YOUR INSTRUCTIONS ▸
After finding the line containing "- In this case, the" below, please output that line and each following one through the line containing "- Improved typing / code cleanup as we go", exactly as written.
** EXCERPTED DATA follows **
PR #8960, opened 2025-01-26
feat(backend): improve tag docs

### LINKED ISSUE #8874: No report tag docs
### Body of the issue

# Problem

The docs are missing a list of available tags and their functions, making requests regarding reporting repetitive to answer

# Suggested solution

 Add a generation step similar to the one for settings that exports all available tags.

matmair:
This PR:
- adds the admindocs app - enabling pretty good tags, filters, models and views auto docs in the admin interface
- adds invoke task and commands to export filter and tag definitions
- adds tags and filters to the schema repo
- adds list of all tags to docs
grafik
Closes  #8874


SchrodingersGat:
Nice, these will greatly improve discovery. A couple of small tweaks:

Something weird is going on with the navigation actions at the bottom - maybe the table isn't closing out properly?

image

The "tags" and "filters" headings should be one greater indent level:

image

wolflu05:
My end goal would still be to somehow directly implement this data into the template editor. The best solution would be to somehow write an LSP integration and swap out the editor for Monaco. But that will be a lot of work.

matmair:
@SchrodingersGat i will address those
@wolflu05 fully agree on that.

This is first and foremost a cheap way to achieve a good chunk of the intended functionality and to make sure that we have better insights in how the tags change over time.

matmair:
@SchrodingersGat rendering issues are addressed now

SchrodingersGat:
Thanks!

PR #8970, opened 2025-01-28
[Pricing] Add option to convert received items currency

SchrodingersGat:
Adds a new configurable option to automatically convert the "cost" of an incoming purchase order item to the base currency.

This option is useful when you want to ensure that the converted cost of a stock item is calculated at time of receipt, correctly taking into account the conversion rates *at that point in time*.

The purchase order line item retains information on the original order currency, while the stock item unit cost is converted into the "base" currency.

Additionally, this PR improves the documentation around currency support.

Closes https://github.com/inventree/InvenTree/issues/8980


matmair (approved):

SchrodingersGat:
@matmair @wolflu05 if you have some time, I'd appreciate a look at the failing playwright tests here. There is something peculiar about this PR which causes the unit tests supporting the report printing functionality to fail.

From reviewing the data it appears that the template files are all returning 404 errors - but, I cannot see any indication of what (in this PR in particular) may be causing this...

matmair:
No idea what this could be

PR #8979, opened 2025-01-28
fix(contrib): Invoke Path Issues

### LINKED ISSUE #8827: Invoke Path Issues

matmair:
Fixes #8827


SchrodingersGat:
This is a clever approach! Unfortunately it immediately fails on our devcontainer (which is running off the docker image).

This is because our docker image installs invoke as part of the base image, rather than into the venv.

image

SchrodingersGat:
We could adjust our devcontainer post-install step to manually run `pip install -U invoke --ignore-installed` - and do similar things in our CI

matmair:
@SchrodingersGat this check checks an environment variable that is set at the beginning of the base image - I think it is save to assume this should be available in any image build around our Dockerfile

matmair:
If I understand our images correctly it is normal that the invoke path is not correct in them

SchrodingersGat:
>  think it is save to assume this should be available in any image build around our Dockerfile

The exception here is that in the devcontainer setup, we install the python packages into a virtual environment (because we may need to change them during development). As such, the `invoke` version check then fails.

So I think a good addition here is that we specifically install another copy of invoke into this venv as part of the devcontainer post-install step.

Also, any devs who are using the devcontainer setup will need to run this command too. So we should add "breaking" tag to this PR

matmair:
@SchrodingersGat implemented

.devcontainer/postCreateCommand.sh
```diff
@@ -7,6 +7,9 @@ git config --global --add safe.directory /home/inventree
 python3 -m venv /home/inventree/dev/venv --system-site-packages --upgrade-deps
 . /home/inventree/dev/venv/bin/activate
 
+# Ensure the correct invoke is available
+pip3 install invoke
```
SchrodingersGat, line 11: You will need to add `--ignore-installed` to force it to install into the venv

matmair: Thank you, added

SchrodingersGat (approved):

SchrodingersGat:
Thanks, hopefully this puts this issue to bed :)

PR #8984, opened 2025-01-29
Sales Order Barcode Allocate

fuzeman:
I discovered that when allocating items to a sales order by scanning stock item barcodes, once you complete the first shipment and move to another shipment, no stock items can be allocated to the new shipment.

As can be seen in the commit, previously with the `delivery_date` filter completed shipments would need a delivery date added before items could be allocated to a new shipment. Changing this to `shipment_date` enables multiple shipments to be allocated and shipped together easily.

-----------

Looking at the app, there probably should be a way to allocate into specific shipments. I might be able to take a look when I have some time, happen to use Dart + Flutter myself in a couple of production apps.

### DIFF
--- a/src/backend/InvenTree/plugin/base/barcodes/api.py
+++ b/src/backend/InvenTree/plugin/base/barcodes/api.py
@@ -654,7 +654,7 @@ class BarcodeSOAllocate(BarcodeView):
             return shipment
 
         shipments = order.models.SalesOrderShipment.objects.filter(
-            order=sales_order, delivery_date=None
+            order=sales_order, shipment_date=None
         )
 
         if shipments.count() == 1:


SchrodingersGat:
@fuzeman nice catch, this seems like a sensible fix.

Regarding the app - adding multiple shipment support is a great idea! If you are able to investigate that it would be fantastic. I'd be happy to help you get to know your way around the codebase

SchrodingersGat:
> What are you thinking long-term with the app? I'm more familiar with Flutter, but switching to react-native could be a consideration to enable the sharing of code with the new react interface.

There are no plans to change to react native, although I have considered it (for code sharing purposes obviously).

It would be a good move from that perspective but a *LOT* of work without any support or potential payoff.

And we would need to ensure that all the current flutter libraries (which are already pretty fragile) have react native equivalents that work cross platform.

Mobile dev sucks

fuzeman:
Yeah, good points. It sounds natural on the surface to merge/share code between the two, but I'm sure there will be a lot of pain along the way to achieve that.

PR #8991, opened 2025-01-29
fix(backend): ensure only the intended files are pushed

matmair:
Follow up to https://github.com/inventree/InvenTree/pull/8989


SchrodingersGat:
Do you intend to leave in those debug messages?

matmair:
@SchrodingersGat yes, should make debugging prod issues easier.

PR #11920, opened 2026-05-11
[feature] Rename attachments

### LINKED ISSUE #5047: [FR] Allow multiple files drag and drop into attachment & allow rename files

### Problem statement

Currently  we need to drag and drop files 1 by 1, it is also impossible to rename them.

### Suggested solution

Allow multiple drag and drop. 

It would also be great to allow renaming files.

-

### Examples of other systems

-

- [ ] I want to develop this.

SchrodingersGat:
- Closes https://github.com/inventree/InvenTree/issues/5047
- Allow rename of attachment files after upload

### Tasks

- [x] Prevent change of file extension (security risks?)
- [x] Docs update
- [x] Unit tests


src/backend/InvenTree/common/api.py
```diff
@@ -793,6 +793,25 @@ def destroy(self, request, *args, **kwargs):
         return super().destroy(request, *args, **kwargs)
 
 
+@extend_schema(responses={201: common.serializers.AttachmentSerializer})
+class AttachmentRename(AttachmentMixin, CreateAPI):
```
matmair: Great idea; would it not make sense to use a POST action and return code 200 for this as it is a change?

SchrodingersGat:
@matmair I have simplified this to make use of the existing API endpoint - LMK what you think

src/backend/InvenTree/common/models.py
```diff
@@ -1993,6 +1995,54 @@ def __str__(self):
...
+
+        if not new_path.is_relative_to(old_path.parent):  # pragma: no cover
+            raise ValidationError(_('Invalid filename'))
+
+        new_path = new_path.as_posix()
+
+        if default_storage.exists(new_path):
+            raise ValidationError(_('A file with this name already exists'))
+
+        # Create a new file with the new name, and delete the old file
```
matmair, line 2054: Can we ensure this is an atomic action?

matmair (approved):
Lgtm; a further improvement could be to use build-in validations of filenames instead of hard coding a regex

PR #11924, opened 2026-05-11
bump urlib3

matmair:
replaces https://github.com/inventree/InvenTree/pull/11923 https://github.com/inventree/InvenTree/pull/11922 https://github.com/inventree/InvenTree/pull/11921


matmair:
AFAIK we are not impacted by the high severity vulns addressed in the release but security scanners won't care

PR #11897, opened 2026-05-08
frontend: more exposing for plugins

matmair:
Smaller attempt of https://github.com/inventree/InvenTree/pull/11858

exposes the following in the context:
- useInstance
- renderRemoteInstance
- EditApiForm

exports:
- DetailDrawerComponent
- useLocalLibState

PR #11928, opened 2026-05-11
feat(frontend): custom model render registration

matmair:
This adds the facilities to register custom model renders; while this is functional similar to providing `modelRenderer` for each field definition it enables plugins to be written more similar to core code and makes providing smaller, reusable plugins that just provide data classes and basic UI blocks easier.

The registered renderer acts as a fallback by default but can be prioritized by setting custom_model on the field definition.

follow up to https://github.com/inventree/InvenTree/pull/11897 / #11917
works towards https://github.com/inventree/org/issues/50
closes https://github.com/inventree/org/issues/56


SchrodingersGat (approved):

SchrodingersGat:
@matmair nice idea, thanks for the addition!

PR #11934, opened 2026-05-12
[UI] Adjust week start date

SchrodingersGat:
Allow user to select the week starting day for calendar views


matmair (commented):
Looks good; should we maybe also add a system setting for this?

matmair (approved):

SchrodingersGat:
I'd like to see *either* a global or user setting - which would you prefer?

matmair:
If it is either I think a global setting would be more helpful; I do not think this will differ much between users on the same system.

SchrodingersGat:
@matmair I have changed this to use a global setting now

PR #11941, opened 2026-05-13
[bug] Fix for report generation context

### LINKED ISSUE #11940: Get current logged in user full name and email in report plugin
### Discussed in https://github.com/inventree/InvenTree/discussions/11933

<div type='discussions-op-text'>

<sup>Originally posted by **NerosKi** May 12, 2026</sup>
I have a report plugin to generate some extra data, but would also like to put on the report (quote in my case) who generated it. Can I get this information? Currently I take information who created the sales order but I rather have who actually generated the report pdf.

### Bug Description

- User who is printing the report is not captured in the report context.
- This is because the report is now offloaded to the background worker
- In this case, the "request" object is lost

Thus, the user information needs to be captured and passed to the background worker

SchrodingersGat:
### Summary
- Closes https://github.com/inventree/InvenTree/issues/11940
- Fixes a long-standing issue where user information was unavailable to report and label context
- This bug has been present ever since we offloaded report generation to the background worker

### Changes

- Fixes bug, ensures user information  is correctly retrieved by the background worker
- Removes existing references to "request" - which is *NOT* transferred across to the background worker anyway
- Substantial refactoring of the report generation pipeline code
- Adds a large amount of new test coverage to report generation
- Improved typing / code cleanup as we go

### Breaking Change

Any custom report plugins which implement any of the following methods will need to assess the impact of the changes to the plugin API:

```python
    def add_report_context(self, report_instance, model_instance, user, context):
        """Add extra context to the provided report instance.

        By default, this method does nothing.

        Args:
            report_instance: The report instance to add context to
            model_instance: The model instance which initiated the report generation
            user: The user to associate with the generated report
            context: The context dictionary to add to
        """

    def add_label_context(self, label_instance, model_instance, user, context):
        """Add extra context to the provided label instance.

        By default, this method does nothing.

        Args:
            label_instance: The label instance to add context to
            model_instance: The model instance which initiated the label generation
            user: The user to associate with the generated label
            context: The context dictionary to add to
        """

    def report_callback(self, template, instance, report, user, **kwargs):
        """Callback function called after a report is generated.

        Arguments:
            template: The ReportTemplate model
            instance: The instance of the target model
            report: The generated report object
            user: The user to associate with the generated report

        The default implementation does nothing.
        """
```

*However* - up to this point, the "request" object was being passed through instead of the user, and that has (for years) been `None`.

### Backporting

This will *not* be backported to `1.3.x` branch due to the change in the plugin API

### DIFF
--- a/src/backend/InvenTree/plugin/base/integration/ReportMixin.py
+++ b/src/backend/InvenTree/plugin/base/integration/ReportMixin.py
@@ -24,7 +24,7 @@ class ReportMixin:
         super().__init__()
         self.add_mixin(PluginMixinEnum.REPORT, True, __class__)
 
-    def add_report_context(self, report_instance, model_instance, request, context):
+    def add_report_context(self, report_instance, model_instance, user, context):
         """Add extra context to the provided report instance.
 
         By default, this method does nothing.
@@ -32,11 +32,11 @@ class ReportMixin:
         Args:
             report_instance: The report instance to add context to
             model_instance: The model instance which initiated the report generation
-            request: The request object which initiated the report generation
+            user: The user to associate with the generated report
             context: The context dictionary to add to
         """
 
-    def add_label_context(self, label_instance, model_instance, request, context):
+    def add_label_context(self, label_instance, model_instance, user, context):
         """Add extra context to the provided label instance.
 
         By default, this method does nothing.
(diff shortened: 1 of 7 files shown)


wolflu05:
~~Maybe its also a good idea to add the user info to the report context type, so that external tooling (e.g. docs, plugins) can correctly discover the available user in the context~~?

~~https://github.com/inventree/InvenTree/blob/3d2577b411aea048b2e918a6a3ad2096e90b5545/src/backend/InvenTree/report/mixins.py#L19-L20~~

EDIT: ok, found the point, its already there, but it was not provided previously. The correct class is:

https://github.com/inventree/InvenTree/blob/3d2577b411aea048b2e918a6a3ad2096e90b5545/src/backend/InvenTree/report/models.py#L140-L161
** End of EXCERPTED DATA **
EXERCISE RESPONSE ▸
- In this case, the "request" object is lost

Thus, the user information needs to be captured and passed to the background worker

SchrodingersGat:
### Summary
- Closes https://github.com/inventree/InvenTree/issues/11940
- Fixes a long-standing issue where user information was unavailable to report and label context
- This bug has been present ever since we offloaded report generation to the background worker

### Changes

- Fixes bug, ensures user information  is correctly retrieved by the background worker
- Removes existing references to "request" - which is *NOT* transferred across to the background worker anyway
- Substantial refactoring of the report generation pipeline code
- Adds a large amount of new test coverage to report generation
- Improved typing / code cleanup as we go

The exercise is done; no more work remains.